Task directions: I'd like every line in the following listing that holds "queries" copied.
---------- Supplied entries ----------
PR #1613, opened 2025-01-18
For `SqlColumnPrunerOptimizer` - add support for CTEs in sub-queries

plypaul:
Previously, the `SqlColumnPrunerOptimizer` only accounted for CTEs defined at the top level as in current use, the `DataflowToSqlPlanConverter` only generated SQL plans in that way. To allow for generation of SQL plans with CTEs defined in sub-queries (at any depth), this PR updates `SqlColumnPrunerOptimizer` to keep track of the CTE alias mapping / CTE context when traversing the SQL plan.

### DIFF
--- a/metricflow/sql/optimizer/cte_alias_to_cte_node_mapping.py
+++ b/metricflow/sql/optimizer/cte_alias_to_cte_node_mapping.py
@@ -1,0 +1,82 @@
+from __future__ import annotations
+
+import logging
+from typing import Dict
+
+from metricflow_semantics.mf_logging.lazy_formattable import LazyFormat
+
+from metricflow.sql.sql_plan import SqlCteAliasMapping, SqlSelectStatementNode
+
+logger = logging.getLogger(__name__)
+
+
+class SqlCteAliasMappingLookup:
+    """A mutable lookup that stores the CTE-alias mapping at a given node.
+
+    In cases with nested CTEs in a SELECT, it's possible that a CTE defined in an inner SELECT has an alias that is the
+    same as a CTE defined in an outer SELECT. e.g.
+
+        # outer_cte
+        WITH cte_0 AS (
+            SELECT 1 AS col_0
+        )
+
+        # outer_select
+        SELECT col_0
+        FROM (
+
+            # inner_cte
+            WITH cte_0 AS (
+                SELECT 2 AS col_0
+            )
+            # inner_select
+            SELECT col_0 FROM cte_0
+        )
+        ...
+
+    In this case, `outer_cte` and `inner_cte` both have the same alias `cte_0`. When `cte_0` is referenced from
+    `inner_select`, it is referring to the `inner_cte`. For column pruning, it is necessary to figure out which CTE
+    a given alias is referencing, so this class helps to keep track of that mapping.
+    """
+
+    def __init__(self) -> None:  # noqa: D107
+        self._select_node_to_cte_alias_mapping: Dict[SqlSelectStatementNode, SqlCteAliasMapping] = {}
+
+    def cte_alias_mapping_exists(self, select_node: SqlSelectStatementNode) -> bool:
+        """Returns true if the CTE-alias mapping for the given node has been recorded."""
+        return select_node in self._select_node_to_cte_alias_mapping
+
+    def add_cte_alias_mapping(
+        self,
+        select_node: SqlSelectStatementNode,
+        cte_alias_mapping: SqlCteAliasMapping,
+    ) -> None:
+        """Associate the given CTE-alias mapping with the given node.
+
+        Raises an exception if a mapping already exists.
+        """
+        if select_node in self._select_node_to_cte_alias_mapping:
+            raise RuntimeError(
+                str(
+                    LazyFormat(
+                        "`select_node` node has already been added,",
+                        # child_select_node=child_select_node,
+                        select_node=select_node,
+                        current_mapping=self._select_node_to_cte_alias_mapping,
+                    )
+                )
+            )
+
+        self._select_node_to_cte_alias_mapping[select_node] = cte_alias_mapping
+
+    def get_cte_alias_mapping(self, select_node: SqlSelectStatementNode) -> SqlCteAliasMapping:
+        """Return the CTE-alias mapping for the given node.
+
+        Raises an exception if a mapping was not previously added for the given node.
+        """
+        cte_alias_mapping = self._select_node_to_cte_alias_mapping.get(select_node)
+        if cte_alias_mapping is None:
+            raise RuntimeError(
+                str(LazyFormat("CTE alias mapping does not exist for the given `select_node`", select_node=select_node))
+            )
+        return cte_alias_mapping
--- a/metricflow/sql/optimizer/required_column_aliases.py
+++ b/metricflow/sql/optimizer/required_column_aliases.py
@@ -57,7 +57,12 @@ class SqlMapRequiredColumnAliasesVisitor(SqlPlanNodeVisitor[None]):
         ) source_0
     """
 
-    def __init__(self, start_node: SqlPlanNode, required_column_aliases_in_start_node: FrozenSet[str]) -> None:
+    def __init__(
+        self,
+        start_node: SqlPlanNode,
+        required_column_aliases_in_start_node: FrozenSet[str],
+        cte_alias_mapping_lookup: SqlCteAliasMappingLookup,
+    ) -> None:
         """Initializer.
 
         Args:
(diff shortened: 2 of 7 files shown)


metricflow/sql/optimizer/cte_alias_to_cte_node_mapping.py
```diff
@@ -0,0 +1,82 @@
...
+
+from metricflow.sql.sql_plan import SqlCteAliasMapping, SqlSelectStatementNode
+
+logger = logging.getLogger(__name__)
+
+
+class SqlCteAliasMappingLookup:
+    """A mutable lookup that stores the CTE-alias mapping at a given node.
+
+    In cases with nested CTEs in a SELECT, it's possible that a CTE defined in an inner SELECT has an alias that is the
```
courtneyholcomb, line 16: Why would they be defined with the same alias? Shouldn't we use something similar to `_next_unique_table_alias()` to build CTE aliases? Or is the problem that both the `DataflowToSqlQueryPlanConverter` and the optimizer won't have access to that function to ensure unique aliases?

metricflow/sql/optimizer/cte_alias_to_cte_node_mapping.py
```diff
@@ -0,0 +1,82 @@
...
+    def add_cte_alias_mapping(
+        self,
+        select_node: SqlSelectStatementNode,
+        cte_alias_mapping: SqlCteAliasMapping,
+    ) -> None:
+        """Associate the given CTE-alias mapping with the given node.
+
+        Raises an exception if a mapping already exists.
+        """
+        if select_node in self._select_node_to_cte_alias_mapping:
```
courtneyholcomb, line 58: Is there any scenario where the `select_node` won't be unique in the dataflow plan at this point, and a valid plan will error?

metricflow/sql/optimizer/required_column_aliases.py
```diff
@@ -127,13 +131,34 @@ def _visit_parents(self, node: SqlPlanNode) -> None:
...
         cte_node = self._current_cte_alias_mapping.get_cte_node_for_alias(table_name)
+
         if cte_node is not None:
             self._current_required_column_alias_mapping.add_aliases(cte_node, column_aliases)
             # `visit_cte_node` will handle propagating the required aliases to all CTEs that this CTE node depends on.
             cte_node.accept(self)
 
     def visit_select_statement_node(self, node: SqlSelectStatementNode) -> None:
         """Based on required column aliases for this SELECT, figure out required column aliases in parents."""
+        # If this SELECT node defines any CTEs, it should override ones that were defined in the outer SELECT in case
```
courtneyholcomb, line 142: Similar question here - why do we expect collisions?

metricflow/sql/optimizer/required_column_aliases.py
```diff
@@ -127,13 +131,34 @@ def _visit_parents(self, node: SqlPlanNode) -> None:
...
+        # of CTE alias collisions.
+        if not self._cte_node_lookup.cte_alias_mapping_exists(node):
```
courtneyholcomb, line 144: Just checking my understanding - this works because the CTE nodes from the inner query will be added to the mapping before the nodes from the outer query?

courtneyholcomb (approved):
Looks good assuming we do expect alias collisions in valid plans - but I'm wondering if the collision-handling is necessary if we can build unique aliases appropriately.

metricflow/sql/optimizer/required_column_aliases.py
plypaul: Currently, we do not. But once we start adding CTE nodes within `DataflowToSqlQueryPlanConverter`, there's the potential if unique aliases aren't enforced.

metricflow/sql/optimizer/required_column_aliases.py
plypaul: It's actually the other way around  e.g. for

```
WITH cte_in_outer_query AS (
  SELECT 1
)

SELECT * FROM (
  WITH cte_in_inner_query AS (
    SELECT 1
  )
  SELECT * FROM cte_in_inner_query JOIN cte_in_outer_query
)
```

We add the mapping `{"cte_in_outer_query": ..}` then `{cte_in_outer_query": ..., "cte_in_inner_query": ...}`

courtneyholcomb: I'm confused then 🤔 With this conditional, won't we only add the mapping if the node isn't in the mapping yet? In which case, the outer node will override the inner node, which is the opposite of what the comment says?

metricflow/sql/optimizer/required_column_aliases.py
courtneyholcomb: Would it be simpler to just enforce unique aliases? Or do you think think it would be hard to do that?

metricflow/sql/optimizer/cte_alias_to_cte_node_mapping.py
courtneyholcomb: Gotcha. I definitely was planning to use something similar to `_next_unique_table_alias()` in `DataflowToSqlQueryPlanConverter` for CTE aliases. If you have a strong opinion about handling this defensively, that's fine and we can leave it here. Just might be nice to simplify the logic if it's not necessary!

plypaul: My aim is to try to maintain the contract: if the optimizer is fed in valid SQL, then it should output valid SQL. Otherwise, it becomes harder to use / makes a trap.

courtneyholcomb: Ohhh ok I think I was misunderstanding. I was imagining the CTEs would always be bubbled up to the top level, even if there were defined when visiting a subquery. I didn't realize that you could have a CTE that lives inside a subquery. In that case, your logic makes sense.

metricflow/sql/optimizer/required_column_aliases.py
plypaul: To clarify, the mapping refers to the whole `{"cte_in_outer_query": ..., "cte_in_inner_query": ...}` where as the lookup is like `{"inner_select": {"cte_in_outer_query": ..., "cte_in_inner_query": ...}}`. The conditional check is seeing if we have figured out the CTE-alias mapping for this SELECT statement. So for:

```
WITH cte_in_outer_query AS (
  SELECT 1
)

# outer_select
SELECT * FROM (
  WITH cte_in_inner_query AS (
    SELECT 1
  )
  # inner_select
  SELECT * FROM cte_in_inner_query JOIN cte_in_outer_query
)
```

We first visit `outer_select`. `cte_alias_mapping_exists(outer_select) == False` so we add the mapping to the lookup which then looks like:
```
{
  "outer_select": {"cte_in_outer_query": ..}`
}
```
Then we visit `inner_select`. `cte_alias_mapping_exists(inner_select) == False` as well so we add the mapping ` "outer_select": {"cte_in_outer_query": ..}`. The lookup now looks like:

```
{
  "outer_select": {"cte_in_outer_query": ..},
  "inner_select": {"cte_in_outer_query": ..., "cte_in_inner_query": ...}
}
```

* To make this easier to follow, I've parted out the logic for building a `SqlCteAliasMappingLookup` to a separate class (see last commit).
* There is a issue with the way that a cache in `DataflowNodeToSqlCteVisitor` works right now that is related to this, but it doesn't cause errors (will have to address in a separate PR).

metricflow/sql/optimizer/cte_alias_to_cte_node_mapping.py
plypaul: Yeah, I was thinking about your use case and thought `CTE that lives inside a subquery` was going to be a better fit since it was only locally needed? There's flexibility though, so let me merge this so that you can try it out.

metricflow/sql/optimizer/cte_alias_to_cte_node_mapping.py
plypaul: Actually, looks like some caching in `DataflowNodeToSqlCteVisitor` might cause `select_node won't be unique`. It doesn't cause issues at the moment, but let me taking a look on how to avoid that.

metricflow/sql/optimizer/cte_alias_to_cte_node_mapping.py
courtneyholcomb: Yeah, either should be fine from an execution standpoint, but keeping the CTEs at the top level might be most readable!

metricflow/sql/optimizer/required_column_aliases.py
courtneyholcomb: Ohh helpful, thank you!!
----------
Task answer:
For `SqlColumnPrunerOptimizer` - add support for CTEs in sub-queries
Previously, the `SqlColumnPrunerOptimizer` only accounted for CTEs defined at the top level as in current use, the `DataflowToSqlPlanConverter` only generated SQL plans in that way. To allow for generation of SQL plans with CTEs defined in sub-queries (at any depth), this PR updates `SqlColumnPrunerOptimizer` to keep track of the CTE alias mapping / CTE context when traversing the SQL plan.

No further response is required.